Similar to the outlier function, we will group by this anomaly function as well, then classify anomalies per group.
Just adding one last flag before we wrap up. A flag to show whether each record had an outlier flag, anomaly flag, both flags, or neither. Then inverse scaling back the metrics to their original scale.
Most of the time the preferred action with outliers and anomalies is to investigate them, not drop them. You'll learn a lot about the data generating process and might reveal some issues upstream. Now that we have everything flagged a good first step is to understand at a high level how many outliers and anomalies were flagged.
Taking this a step further we can utilize a Venn diagram with the venny4py library. A three circle diagram might be overkill here becasue a data point cannot be an Inlier and an Outlier at the same time. You can adjust this to be 2-4 circles simply by commenting out part of that dictionary or adding a line in if needed.
I'm curious which record was an anomaly but not flagged as an outlier. This is a sneaky one! And we get to reap the benefits of adding that outlier_or_anomaly_flag column earlier.
That was a sufficient visualization for a high level overview of our flags. Next we can try another approach toward visualization to help us take a more grandular look at the outlier flags for each feature individually, a box-and-swarm plot.

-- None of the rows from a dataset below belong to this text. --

PR #37206, opened 2024-01-02
[MLv2] Normalize expression-clause

### LINKED ISSUE #37100: [MLv2] [BE] [Bug] fieldValuesSearchInfo issues with native queries
2 E2E tests were skipped in https://github.com/metabase/metabase/pull/37072 because of issues in `fieldValuesSearchInfo`:

- joins.cy.spec.js - `should join a native question`
- native.cy.spec.js - `shouldn't remove rows containing NULL when using "Is not" or "Does not contain" filter (metabase#13332)`

`fieldValuesSearchInfo` in these tests return `fieldId` and `searchFieldId` as strings, but it should return only real field ids (numbers). If there is no field id it should return `null` `fieldId` and `searchFieldId`. 

In other words, for native queries `fieldValuesSearchInfo` should return `null` for `fieldId` and `searchFieldId` unless it's a native model with column metadata overrides where a DB field is set; in that case the same logic as for MBQL queries should work.

Please unskip the tests when the issue is fixed.

### LINKED ISSUE #37175: [MLv2] [BE] [Bug] displayName for relative date time filters doesn't work correctly if query is not converted to legacy query first
`expressionClause` function doesn't convert strings to keywords when needed and this leads to invalid mbql queries being created. It works correctly in production only because we convert the query to "legacy query" first and then retrieve it back, and it fixes the string <-> keyword mismatch.

In the following example I create a date filter with `Lib.expressionClause(["time-interval", column, "current", "day"])` and later `displayInfo` for this clause doesn't work correctly because other functions expect clojure keywords. The condition is evaluated incorrectly here - see that `n` and `unit` are strings and the function expects keywords:

Screenshot 2023-12-29 at 18 26 21

snoe:
Fixes #37175 

This ports over some of `mbql.normalize` for particular expressions that take keywords

### DIFF
--- a/src/metabase/lib/js.cljs
+++ b/src/metabase/lib/js.cljs
@@ -472,7 +472,11 @@
 (defn ^:export expression-clause
   "Returns a standalone clause for an `operator`, `options`, and arguments."
   [an-operator args options]
-  (lib.core/expression-clause (keyword an-operator) args (js->clj options :keywordize-keys true)))
+  (-> (lib.core/expression-clause
+        (keyword an-operator)
+        args
+        (js->clj options :keywordize-keys true))
+      (lib.core/normalize)))
 
 (defn ^:export expression-parts
   "Returns the parts (operator, args, and optionally, options) of `expression-clause`."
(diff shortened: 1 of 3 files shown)


metamben (approved):
LGTM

This sounds fancy but it's just a swarm plot with a box-and-whisker plot in the background. We'll use colors here to help differentiate the inliers from the outliers. You can also add in another color for anomalies if you are ever interested in seeing those here as well. Since the data was grouped by wine type and then flagged, we'll visualize these one group at a time. Another thing that can be helpful is to sample the inliers since we don't need to see each one and we don't want to wait around while 10,000 data points get plotted. When there's too many it can often flood the chart and make it hard to read.
The inner loop here creates a few different plots for outliers or inliers and also the box and whisker. The rest is just formatting.
Here's a sample from the output. Play around with the size of the dots if you want, also maybe add in the anomalies.
I find these most helpful to adjust my model parameters (std_threshold, etc.). Now that we can see what's being classified and where it related to the median and the rest of the data, we can make a human in the loop style adjustment with a simple where() function.
That's it. Many think that outliers are supposed to be objective, but I find them to be a really personal thing. Have fun with this template, make it your own, and tune it to your taste.